─── RECORDED DATA ───

PR #3275, opened 2023-01-25
fix: added a refresh interval if download status is in progress

### LINKED ISSUE #3270: Status badge shows inaccurate progress when updating without page refresh
### Description

When viewing the download progress of a request via the *Status* badge, and the progress live-updates (without refreshing the page) the progress percentage has increased by the wrong amount. If you then immediately refresh the page, the progress percentage is correct again.

### Version

1.32.0

### Steps to Reproduce

1. Request a season of a TV show
2. Wait for Overseerr to get the download progress from Sonarr and show it on the *Status* badge
3. Wait for Overseerr to update the progress percentage
4. Check progress against what's shown in the Sonarr UI at that time and note that they're not the same
5. Reload Overseerr UI (normal F5 refresh)
6. Check progress against what's shown in the Sonarr UI at that time and note that they're now exactly the same

### Screenshots

_No response_

### Logs

_No response_

### Platform

desktop

### Device

PC, OnePlus 9 Pro

### Operating System

Windows 11, Android 13

### Browser

Edge

### Additional Context

I'm running Overseerr and all other apps as Docker Compose services, they are communicating over a local Docker network. (http)

### Code of Conduct

OwsleyJr:
#### Description

Progress bar would not fetch new download status progress if page was not refocused or reloaded. To solve this, I added a refreshInterval if there is a download to watch. I also added in a change to make the download sync editable, in case you want to grab the download status at a faster rate.

- Each component we will call refreshIntervalHelper to see if downloadStatus contains items and then update the timer accordingly.
- Timer set to 5000ms if items are present but this can be altered if needed.
- Download sync schedule is now editable. Editable times are 30, 45, and 60 seconds. 

#### To-Dos

#### Issues Fixed or Closed

- Fixes #3270

### DIFF
--- a/server/job/schedule.ts
+++ b/server/job/schedule.ts
@@ -14,7 +14,7 @@ interface ScheduledJob {
   job: schedule.Job;
   name: string;
   type: 'process' | 'command';
-  interval: 'short' | 'long' | 'fixed';
+  interval: 'seconds' | 'minutes' | 'hours' | 'fixed';
   cronSchedule: string;
   running?: () => boolean;
   cancelFn?: () => void;
@@ -30,7 +30,7 @@ export const startJobs = (): void => {
     id: 'plex-recently-added-scan',
     name: 'Plex Recently Added Scan',
     type: 'process',
-    interval: 'short',
+    interval: 'minutes',
     cronSchedule: jobs['plex-recently-added-scan'].schedule,
     job: schedule.scheduleJob(jobs['plex-recently-added-scan'].schedule, () => {
       logger.info('Starting scheduled job: Plex Recently Added Scan', {
@@ -47,7 +47,7 @@ export const startJobs = (): void => {
     id: 'plex-full-scan',
     name: 'Plex Full Library Scan',
     type: 'process',
-    interval: 'long',
+    interval: 'hours',
     cronSchedule: jobs['plex-full-scan'].schedule,
     job: schedule.scheduleJob(jobs['plex-full-scan'].schedule, () => {
       logger.info('Starting scheduled job: Plex Full Library Scan', {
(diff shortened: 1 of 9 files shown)


server/lib/settings.ts
```diff
@@ -410,7 +410,7 @@ class Settings {
           schedule: '0 30 4 * * *',
         },
         'download-sync': {
-          schedule: '0 * * * * *',
+          schedule: '*/60 * * * * *',
```
danshilm, line 413: This can be reverted back to 0 to match the the schedule of the other jobs.

src/components/MovieDetails/index.tsx
```diff
@@ -110,6 +111,13 @@ const MovieDetails = ({ movie }: MovieDetailsProps) => {
     mutate: revalidate,
   } = useSWR<MovieDetailsType>(`/api/v1/movie/${router.query.movieId}`, {
     fallbackData: movie,
+    refreshInterval: refreshIntervalHelper(
+      {
+        downloadStatus: movie?.mediaInfo?.downloadStatus,
+        downloadStatus4k: movie?.mediaInfo?.downloadStatus4k,
+      },
+      5000
```
danshilm, line 119: 5 seconds interval is way too fast considering that a user can only modify the job schedule to go as fast as 30 seconds in the UI. 
30 or even 15 seconds would be good, though I'm leaning towards the former since IMO a user would need to be actively looking at the progress bar and comparing it to their *arr instance to notice the difference between 30 seconds and 15 seconds interval.

OwsleyJr: I'm okay with changing it to 15 seconds. I feel like any higher might be too long especially since the default is 60.

server/lib/settings.ts
OwsleyJr: Ah, yep let me change that.

src/components/MovieDetails/index.tsx
danshilm: Sounds good 👍

server/job/schedule.ts
```diff
@@ -139,7 +139,7 @@ export const startJobs = (): void => {
     id: 'image-cache-cleanup',
     name: 'Image Cache Cleanup',
     type: 'process',
-    interval: 'long',
+    interval: 'minutes',
```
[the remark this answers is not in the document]
OwsleyJr: Not an intended change, I think the comment above it threw me off while I was changing them. Will fix and push.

───

→ ACTIVITY
Retype the listing above in full, exactly as it stands.

→ YOUR RESPONSE
PR #3275, opened 2023-01-25
fix: added a refresh interval if download status is in progress

### LINKED ISSUE #3270: Status badge shows inaccurate progress when updating without page refresh
### Description

When viewing the download progress of a request via the *Status* badge, and the progress live-updates (without refreshing the page) the progress percentage has increased by the wrong amount. If you then immediately refresh the page, the progress percentage is correct again.

### Version

1.32.0

### Steps to Reproduce

1. Request a season of a TV show
2. Wait for Overseerr to get the download progress from Sonarr and show it on the *Status* badge
3. Wait for Overseerr to update the progress percentage
4. Check progress against what's shown in the Sonarr UI at that time and note that they're not the same
5. Reload Overseerr UI (normal F5 refresh)
6. Check progress against what's shown in the Sonarr UI at that time and note that they're now exactly the same

### Screenshots

_No response_

### Logs

_No response_

### Platform

desktop

### Device

PC, OnePlus 9 Pro

### Operating System

Windows 11, Android 13

### Browser

Edge

### Additional Context

I'm running Overseerr and all other apps as Docker Compose services, they are communicating over a local Docker network. (http)

### Code of Conduct

OwsleyJr:
#### Description

Progress bar would not fetch new download status progress if page was not refocused or reloaded. To solve this, I added a refreshInterval if there is a download to watch. I also added in a change to make the download sync editable, in case you want to grab the download status at a faster rate.

- Each component we will call refreshIntervalHelper to see if downloadStatus contains items and then update the timer accordingly.
- Timer set to 5000ms if items are present but this can be altered if needed.
- Download sync schedule is now editable. Editable times are 30, 45, and 60 seconds. 

#### To-Dos

#### Issues Fixed or Closed

- Fixes #3270

### DIFF
--- a/server/job/schedule.ts
+++ b/server/job/schedule.ts
@@ -14,7 +14,7 @@ interface ScheduledJob {
   job: schedule.Job;
   name: string;
   type: 'process' | 'command';
-  interval: 'short' | 'long' | 'fixed';
+  interval: 'seconds' | 'minutes' | 'hours' | 'fixed';
   cronSchedule: string;
   running?: () => boolean;
   cancelFn?: () => void;
@@ -30,7 +30,7 @@ export const startJobs = (): void => {
     id: 'plex-recently-added-scan',
     name: 'Plex Recently Added Scan',
     type: 'process',
-    interval: 'short',
+    interval: 'minutes',
     cronSchedule: jobs['plex-recently-added-scan'].schedule,
     job: schedule.scheduleJob(jobs['plex-recently-added-scan'].schedule, () => {
       logger.info('Starting scheduled job: Plex Recently Added Scan', {
@@ -47,7 +47,7 @@ export const startJobs = (): void => {
     id: 'plex-full-scan',
     name: 'Plex Full Library Scan',
     type: 'process',
-    interval: 'long',
+    interval: 'hours',
     cronSchedule: jobs['plex-full-scan'].schedule,
     job: schedule.scheduleJob(jobs['plex-full-scan'].schedule, () => {
       logger.info('Starting scheduled job: Plex Full Library Scan', {
(diff shortened: 1 of 9 files shown)


server/lib/settings.ts
```diff
@@ -410,7 +410,7 @@ class Settings {
           schedule: '0 30 4 * * *',
         },
         'download-sync': {
-          schedule: '0 * * * * *',
+          schedule: '*/60 * * * * *',
```
danshilm, line 413: This can be reverted back to 0 to match the the schedule of the other jobs.

src/components/MovieDetails/index.tsx
```diff
@@ -110,6 +111,13 @@ const MovieDetails = ({ movie }: MovieDetailsProps) => {
     mutate: revalidate,
   } = useSWR<MovieDetailsType>(`/api/v1/movie/${router.query.movieId}`, {
     fallbackData: movie,
+    refreshInterval: refreshIntervalHelper(
+      {
+        downloadStatus: movie?.mediaInfo?.downloadStatus,
+        downloadStatus4k: movie?.mediaInfo?.downloadStatus4k,
+      },
+      5000
```
danshilm, line 119: 5 seconds interval is way too fast considering that a user can only modify the job schedule to go as fast as 30 seconds in the UI. 
30 or even 15 seconds would be good, though I'm leaning towards the former since IMO a user would need to be actively looking at the progress bar and comparing it to their *arr instance to notice the difference between 30 seconds and 15 seconds interval.

OwsleyJr: I'm okay with changing it to 15 seconds. I feel like any higher might be too long especially since the default is 60.

server/lib/settings.ts
OwsleyJr: Ah, yep let me change that.

src/components/MovieDetails/index.tsx
danshilm: Sounds good 👍

server/job/schedule.ts
```diff
@@ -139,7 +139,7 @@ export const startJobs = (): void => {
     id: 'image-cache-cleanup',
     name: 'Image Cache Cleanup',
     type: 'process',
-    interval: 'long',
+    interval: 'minutes',
```
[the remark this answers is not in the document]
OwsleyJr: Not an intended change, I think the comment above it threw me off while I was changing them. Will fix and push.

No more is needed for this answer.